Sorry, front. I'm surprised this isn't a common comparison as it seems like it would be the closest (front) tire in Maxxis's lineup. It's been a few years since I ran a 2.3 DHF but I think it might be the ticket.


----------



## Dougal (Jan 23, 2004)

jeremy3220 said:


> Sorry, front. I'm surprised this isn't a common comparison as it seems like it would be the closest (front) tire in Maxxis's lineup. It's been a few years since I ran a 2.3 DHF but I think it might be the ticket.


For me the DHF has been the best front tyre ever. I've run 27x2.6, 26x2.3 and 26x2.5". The extra height of the 2.6 for me meant I could run lower pressure without rim strikes. I run 25psi on the 2.6 but had to run 30 on the 2.3" on the same terrain. I normally ride grippy rocks with loose gravel in dry conditions.

My current 3C Max Terra was fitted at the start of 2018. It's pretty well worn but not due for replacement.


----------



## jeremy3220 (Jul 5, 2017)

This is for a 120mm bike so I'm trying to keep it light and fast but still have cornering grip.


----------



## Dougal (Jan 23, 2004)

jeremy3220 said:


> This is for a 120mm bike so I'm trying to keep it light and fast but still have cornering grip.


I've tried to run lighter and faster tyres on bikes I just use for fitness/xc type riding. I hated it and found happiness by switching out the front to a DHF. Rear doesn't matter, anything is manageable on the rear.


----------



## Jrp103 (May 15, 2021)

Dougal said:


> I'm about 30% lighter and run 35psi rear with no inserts. I still managed to dent a rim recently but no puncture. That was on a ride where 3 others had their bikes upside down installing tubes to get home.
> 
> IMO tyre pressure needs to be high enough to stop rim strikes. Which I'm at 99% of the time with 35psi on my trails.
> [/QUOTE





Dougal said:


> I've tried to run lighter and faster tyres on bikes I just use for fitness/xc type riding. I hated it and found happiness by switching out the front to a DHF. Rear doesn't matter, anything is manageable on the rear.


Nothing you say holds any weight if you honestly think 35psi is your tyre pressure. One of the following needs to be the case, you’re lying, you’re Ritchie rude (who runs 8psi lower), or your gauge is broken


----------



## Dougal (Jan 23, 2004)

Jrp103 said:


> Nothing you say holds any weight if you honestly think 35psi is your tyre pressure. One of the following needs to be the case, you’re lying, you’re Ritchie rude (who runs 8psi lower), or your gauge is broken


It isn't clear what you're trying to say. My guages aren't broken and I have no reason to lie about tyre pressure.

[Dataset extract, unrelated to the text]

PR #585, opened 2015-03-24
Fix #541

### LINKED ISSUE #541: Marked tiles weird color
Since attenuation has been reduced, marked tiles have strange color when far from the keeper hand. I guess this issue was not visible before because attenuation was too high and we couldn't reach a distance where the tile color changed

Richie Rude's setup differs from mine for several key reasons.
1. I'm not racing so I don't care about the last 3% traction.
2. I have to pay for my own rims/tyres and ensure they last years. Richie doesn't.
3. I run narrower tyres and rims with lighter tyre casings.

It's bizarre how people think 35psi is absurdly high pressure. It's not at all,


----------



## Jrp103 (May 15, 2021)

Dougal said:


> It isn't clear what you're trying to say. My guages aren't broken and I have no reason to lie about tyre pressure.
> 
> Richie Rude's setup differs from mine for several key reasons.
> 1. I'm not racing so I don't care about the last 3% traction.
> ...


It’s bizzare how no one agrees with you


----------



## Dougal (Jan 23, 2004)

Jrp103 said:


> It’s bizzare how no one agrees with you


It's weird that you think that matters. I'm well used to being the only one injecting physics and reason into internet discussions.


----------



## JerzyBoy (May 26, 2008)

jeremy3220 said:


> Anyone compare this to a 2.3 DHF yet? I want more cornering traction without a noticeable hit in RR. A bit less braking traction would be fine. The 2.3 DHF shouldn't be much narrower. I know most riders have moved to 2.4-2.6" tires but I'm curious how the Dissector 2.4 stacks up against the 2.3 DHF.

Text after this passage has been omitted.